Empréstimos Diante da herança, o novo governador pode ter de recorrer a empréstimos. Até dezembro de 2009, o GDF contratou um total de R$ 2 bilhões. Cerca de 35% do valor foram utilizados até setembro último, sendo metade para o projeto da Linha Verde, na Estrada Parque Taguatinga (EPTG). O governo de Agnelo terá R$ 1,3 bilhão em empréstimos já adquiridos para investir em infraestrutura. Atualmente, o DF tem uma dívida de R$ 3,35 bilhões.

Até o fim da próxima semana, a vice-governadora do DF, Ivelise Longhi (PMDB), responsável pelo gerenciamento das obras, promete divulgar um balanço com as pendências que ficarão para o próximo governante. Estamos fechando um levantamento nesse sentido para avaliar o que vai permanecer. As obras maiores foram a nossa prioridade. Agora, existem outras que estavam apenas licitadas, essas nós estamos listando e mostrando a importância para que o próximo governo decida quais terão prioridade, disse.

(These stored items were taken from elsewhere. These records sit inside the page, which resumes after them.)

PR #34, opened 2021-04-19
Add a possibility to run/serve the site via Docker

GezimSejdiu:
### Description
This PR provides an easy way to setup/serve the site locally using a light way (Docker) instead of dealing with the dependency hell while installing all the dependencies for using Jekyll.
 
### Issues Resolved
n/a
 
### Check List
- [ ] New functionality includes testing.
  - [ ] All tests pass
- [X] New functionality has been documented.
  - [ ] New functionality has javadoc added

By submitting this pull request, I confirm that my contribution is made under the terms of the Apache 2.0 license.
For more information on following Developer Certificate of Origin and signing off your commits, please check [here](https://github.com/opensearch-project/OpenSearch/blob/main/CONTRIBUTING.md#developer-certificate-of-origin).

### DIFF
--- a/README.md
+++ b/README.md
@@ -14,19 +14,18 @@ If you discover potential security issues, see the reporting instructions on our
 This project is licensed under the BSD-3-Clause License.
 
 ## Build
+You can build the site and make it available on a local server via: 
+```
+docker-compose up -d
+```
+or by installing all the dependencies on your local environment:
 
 1. Go to the root of the repo
 2. Install [Ruby](https://www.ruby-lang.org/en/) and [RVM](https://rvm.io/)
 3. Install [Jekyll](https://jekyllrb.com/)
 4. Install dependencies: `bundle install`
 5. Build: `bundle exec jekyll serve` for the local server, `bundle exec jekyll build` for one off builds. Either way, the HTML of the site is generated to `/_site`
-6. Point your browser at [`http://127.0.0.1:4000/`](http://127.0.0.1:4000/)
 
-## Docker
-Start a local server via: 
-```
-docker-compose up -d
-```
 and then browse the site at [`http://127.0.0.1:4000/`](http://127.0.0.1:4000/).
 ## Credit
 
--- a/README.md
+++ b/README.md
@@ -20,8 +20,14 @@ This project is licensed under the BSD-3-Clause License.
 3. Install [Jekyll](https://jekyllrb.com/)
 4. Install dependencies: `bundle install`
 5. Build: `bundle exec jekyll serve` for the local server, `bundle exec jekyll build` for one off builds. Either way, the HTML of the site is generated to `/_site`
-6. Point your browser at `http://127.0.0.1:4000/`
+6. Point your browser at [`http://127.0.0.1:4000/`](http://127.0.0.1:4000/)
 
+## Docker
+Start a local server via: 
+```
+docker-compose up -d
+```
+and then browse the site at [`http://127.0.0.1:4000/`](http://127.0.0.1:4000/).
 ## Credit
 
 This website was forked from the BSD-licensed [djangoproject.com](https://github.com/django/djangoproject.com)
--- a/docker/Dockerfile
+++ b/docker/Dockerfile
@@ -1,18 +1,10 @@
-FROM ruby:alpine3.13 as jekyll
-
-RUN apk add --no-cache build-base gcc bash cmake git
-
-RUN gem install bundler -v "~>2.2.11" && gem install jekyll
-
-EXPOSE 4000
-
-ENTRYPOINT [ "jekyll" ]
-
-FROM jekyll/jekyll:4.2.0 as jekyll-serve
+FROM jekyll/jekyll:4.2.0 as jekyll
 
 COPY run.sh /usr/local/bin/
 RUN chmod a+x /usr/local/bin/run.sh
 
 ENTRYPOINT [ "run.sh" ]
+
+EXPOSE 4000
 
 CMD [ "bundle", "exec", "jekyll", "serve", "--force_polling", "-H", "0.0.0.0", "-P", "4000" ]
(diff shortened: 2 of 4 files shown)


README.md
```diff
@@ -20,8 +20,14 @@ This project is licensed under the BSD-3-Clause License.
 3. Install [Jekyll](https://jekyllrb.com/)
 4. Install dependencies: `bundle install`
 5. Build: `bundle exec jekyll serve` for the local server, `bundle exec jekyll build` for one off builds. Either way, the HTML of the site is generated to `/_site`
-6. Point your browser at `http://127.0.0.1:4000/`
```
dblock, line 23: These instructions seem to imply that I still need to install all the dependencies on my local environment, _then_ run docker. I think it's not a win :) Does it work if I run `docker-compose` as step 2? If so let's make the doc reflect that?

dblock (changes requested):
Cool.

README.md
stockholmux: Agreed.

stockholmux:
(I'm not a Ruby person, excuse my ignorance)

When I run `docker-compose up -d`, the `Gemfile.lock` gets modified and adds `x86_64-linux-musl`. I wouldn't expect _running_ `docker-compose` to modify a file.

In this case, I'm guessing it is just adding a platform dependency so nbd, right? @dblock, you're a Ruby person - care to weigh in?

dblock:
> (I'm not a Ruby person, excuse my ignorance)
> 
> When I run `docker-compose up -d`, the `Gemfile.lock` gets modified and adds `x86_64-linux-musl`. I wouldn't expect _running_ `docker-compose` to modify a file.
> 
> In this case, I'm guessing it is just adding a platform dependency so nbd, right? @dblock, you're a Ruby person - care to weigh in?

When you run `bundle install`, bundler downloads and installs all the dependencies from rubygems and creates Gemfile.lock if it doesn't exist. Commit the file if you want to lock the dependencies.

When you run `docker-compose up -d` it just starts a container. What we want is that the `bundle install` runs *inside that container in its own file system*, which it's currently not doing, so it just is "adding docker on top of an already working `jekyll serve`", which seems like providing a bunch of overhead (docker) to run what otherwise would work today (`jekyll serve`) which doesn't install anything.

Hope I explained it clearly enough? AMA! :)

docker/Dockerfile
```diff
@@ -0,0 +1,18 @@
+FROM ruby:alpine3.13 as jekyll
+
+RUN apk add --no-cache build-base gcc bash cmake git
+
+RUN gem install bundler -v "~>2.2.11" && gem install jekyll
```
dblock, line 5: You shouldn't need to `gem install jekyll` (which installs it globally and doesn't use a specific version), it should come in by running `bundle install` (which installs the version declared in Gemfile or locked by Gemfile.lock).

dblock, line 5: Where is Ruby coming from? Parent file system? This container should also fetch and install a recent version of Ruby.

docker/run.sh
```diff
@@ -0,0 +1,11 @@
+#!/bin/bash
```
dblock, line 1: Seems redundant, might as well `bundle install` from Dockerfile like other commands.

README.md
GezimSejdiu: Hi @dblock I totally agree with you. I didn't want to remove the steps already preset there so that people may decide if they want to install it natively or via docker.  But I do agree that this is a bit misleading and we should make it clear on the How To on README. Will try to revise it and feel free to comment/suggest.

docker/Dockerfile
GezimSejdiu: Agree and thanks for the catch. Will remove it from it.

GezimSejdiu: I did try to use multistage builds for dividing the ruby (and additional dependencies) and jekyll into two different stages. The Ruby was coming from `ruby:alpine3.13 ` but now it is part of jekyll image: jekyll/jekyll:4.2.0 (latest version of jekyll . Ruby version is bound ([`2.7.0`](https://github.com/envygeeks/jekyll-docker/blob/master/.ruby-version)) to the jekyll docker.

docker/run.sh
GezimSejdiu: You are right. I let this explicitly on the runtime instead of build as an entrypoint. The idea is mostly that we may need to setup a CICD (Github Actions) -- not sure what is the plan here cc:// @stockholmux but we could make use of the same docker image as a PR validation and then instead of building the image always, we can just use any docker registry e.g. Docker Hub to pull the image and then just mount the site to be served.  That workflow will allow (add checks) if changes will break the site or not.

So to recap, we will have a dedicated docker image that will serve as a base for mounting the site, and then this (`/run.sh`) will be executed on the mounted volume instead of rebuilding the image from the beginning.

README.md
GezimSejdiu: I made some changes here https://github.com/opensearch-project/project-website/pull/34/commits/feed774ceb28cf62a563021ae5a622955ae0b48a, but feel free to suggest changes so that it is clear when and how to use `docker-compose`.

stockholmux:
This LGTM - @dblock Any issues before I merge?

dblock (approved):
Much better, thanks. @stockholmux doesn't look like I have permissions to merge so all yours.

docker/run.sh
dblock: FWIW re:Github actions the ruby setup is a 2-liner, and Github actions already run in containers. So using Docker for CI with such a simple setup seems like an unnecessary overhead.

dblock: +1 on enabling some kind of CI to make sure the site builds without markdown errors for example

stockholmux:
Thanks for the contribution, @GezimSejdiu!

Para diminuir a rol de problemas na área da Saúde, a titular da pasta, Fabíola Nunes, adiantou ontem que será deixada uma lista de medicamentos e de materiais médico-hospitalares com preços registrados em ata para agilizar a compra via licitação. As últimas aquisições deverão ser finalizadas em dezembro. Outro gargalo é o alto gasto do Hospital de Santa Maria, que atualmente consome 12% do recurso total para as unidades da rede. O pagamento dos servidores e a retomada dos serviços estão sendo negociados para não deixar de herança para o novo governo.

Regra As despesas que passam de um ano para outro são chamadas de restos a pagar. Ocorrem, por exemplo, quando uma obra não é concluída até o fim de dezembro. Isso pode coincidir com o fim de uma gestão. Como o governo se comprometeu (empenhou) a pagar a despesa, a conta acaba sendo jogada para o ano seguinte. Segundo a Lei de Responsabilidade Fiscal, no entanto, é vedado ao governante, nos últimos dois quadrimestres do seu mandato, contrair obrigação de despesa que não possa ser cumprida integralmente dentro da sua gestão ou que tenha parcelas a serem pagas no exercício seguinte, sem que haja suficiente disponibilidade de caixa para esse efeito.